负责核苷磷酸化的重组或纯化的催化活性激酶。

请注意:这些产品是在干冰上运输的。

 

脂质激酶

重组脂质激酶

能够磷酸化磷酸肌醇的肌醇环的重组表达的和催化活性的脂质激酶。

请注意:这些产品是在干冰上运输的。

 

生物素化的激酶

重组生物素化蛋白激酶

人重组和化学生物素化蛋白激酶适用于使用SPR和蛋白质印迹分析的激酶分子相互作用分析。

请注意:这些产品将在干冰上运输。

 

重组牛cGMP依赖性蛋白激酶(PKG)I型α,10μg

重组牛cGMP依赖性蛋白激酶(PKG),I型α,活性酶

替代名称:重组,人,蛋白激酶,PKG,PRKG1B,PRKGR1A,PRKGR1B

窗体顶端

订货号: PK-PKGIA-A010

窗体底端

 

背景:PKG激酶是AGC激酶家族的成员。不同的同种型,PKG I型和II型,作为一氧化氮(NO)和第二信使环状3',5'-鸟苷一磷酸(cGMP)的关键介质。。在它们的N末端,卷曲的线圈促进平行的同型二聚体构型,接着是自身抑制结构域(AI)和两个串联环核苷酸(cNT)结合位点,其协同调节C-末端催化活性。PKG-1的N末端由两个可选剪接的外显子编码,其PKG-1α和PKG-1β同种型。在两个位点将cGMP与调节结构域结合后,蛋白激酶的活化得到促进,PKG能够在参与调节血小板活化和粘附,平滑肌收缩,心脏功能,基因的许多细胞蛋白上磷酸化丝氨酸和苏氨酸。 NO信号通路的表达和反馈。

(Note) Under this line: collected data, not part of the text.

Issue #658, opened 2017-05-24
Generalize the P4Runtime serializer to support arbitrary backends


sethfowler:
We'd like to generate a P4Runtime API for arbitrary backends, including ones added by extensions. This is currently *close* to working, but there are some BMV2-specific things in the existing code. We should remove them.

mbudiu-vmw:
I don't think this can be done in general.
You can start by trying to adapt it to the ebpf back-end to see if it works.

sethfowler:
The main difficulty I see is that there needs to be a way to describe to the P4Runtime serializer how to deal with backend-specific externs. It's unclear to me to what extent PSA will help with this in the long term. In the short term we'll have to deal with that problem in a somewhat ad hoc manner.

mbudiu-vmw:
The bottom interface is the one I am wondering about, not the top one.
How do you actually perform the operations that the API describes?

sethfowler:
All the P4Runtime serializer does is generate a data structure that describes the structure of the program (which tables exist, which externs are instantiated, etc). That information is consumed by target-specific code that performs communication between the data plane and the control plane. When someone wants to provide P4Runtime support for a target, they need to write that code manually. All of that code lives outside of the compiler, though; in this issue I'm just concerned with generating that data structure, which is the part that the compiler needs to do.

mbudiu-vmw:
Is there a documentation about how to write such a target-specific code?

sethfowler:
That's a good question. @antoninbas, does such documentation exist yet?

antoninbas:
That's a very good question. As Seth writes, I believe the P4Runtime serializer output (which is actually called P4Info) should be completely backend-independent. It is still my belief that we should be able to run it after the frontend, before any midend or backend passes.
[...]

PR #733, opened 2017-06-22
Rewrite isValid() to explicit matches against a $valid$ field in the BMV2 backend

sethfowler:
We want to be able to use the P4Runtime serializer for any architecture and target. (This is issue #658.) There are currently two issues that need to be solved to do that:

1. We need to support extending the P4Runtime serializer with support for architecture-specific externs.
2. We need to remove all BMV2-specific code from the P4Runtime serializer.

This PR solves the second problem. At this point, the only BMV2-specific thing that's left is the implementation of `isValid()` in table keys. The P4Runtime serializer rewrites these to use either the `valid` match type, or to match against the special `$valid$` field that BMV2 adds to header types. This doesn't make sense to handle at that layer.

This PR adds a pass that adds the `$valid$` field to all header types and removes `isValid()` from the program. When `foo.isValid()` is used as a table key component, it's rewritten to `foo.$valid$`, which changes the type to `bit<1>`. In other contexts, it becomes `foo.$valid$ == 1`, which maintains the type of the overall expression. Because of the type change for key components, const table entries must also be rewritten to replace `true` and `false` with `1` and `0`.

This change lets us get rid of the `isValid()`-related code in the P4Runtime serializer. It also lets us remove similar code from the BMV2 JSON generator. Things become significantly simpler.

蛋白激酶G(PKG),cGMP依赖性,I型α同种型,牛。

表达系统:杆状病毒感染的Sf9细胞
储存缓冲液:50mM磷酸盐,pH 6.8,2mM苯甲脒,1mM EDTA,50%甘油和100mMβ-巯基乙醇
蛋白质浓度:0.72mg / ml(使用BSA作为标准蛋白质的Bradford方法)
特异性活性:1U / mg(一个单位定义为蛋白激酶G的量,需要在25℃下使用450nM cGMP在1分钟内将1pmol磷酸盐掺入底物肽kemptide(LRRASLG)。)
基础活性:0.4 U / mg(一个单位定义为蛋白激酶G的量,是在25℃下使用0nM cGMP在1分钟内将1pmol磷酸盐掺入底物肽kemptide(LRRASLG)所需的量。)

Entrez Gene ID:282004 
UniProtKB:P00516

订购信息:在干冰上运输

产品特定文献:

Brent W. Osborne,Jian Wu,Caitlin J. McFarland,Christian K. Nickl,Banumathi Sankaran,Darren E. Casteel,Virgil L. Woods,Jr.,Alexandr P. Kornev,Susan S. Taylor,Wolfgang R. Dostmann(2011 “cGMP依赖性蛋白激酶的晶体结构揭示了新的链间通信位点”结构。19(9):1317-1327

Fiscus(2002)“参与环GMP和蛋白激酶G参与神经细胞凋亡和存活的调节。”神经信号。11(4):175-90。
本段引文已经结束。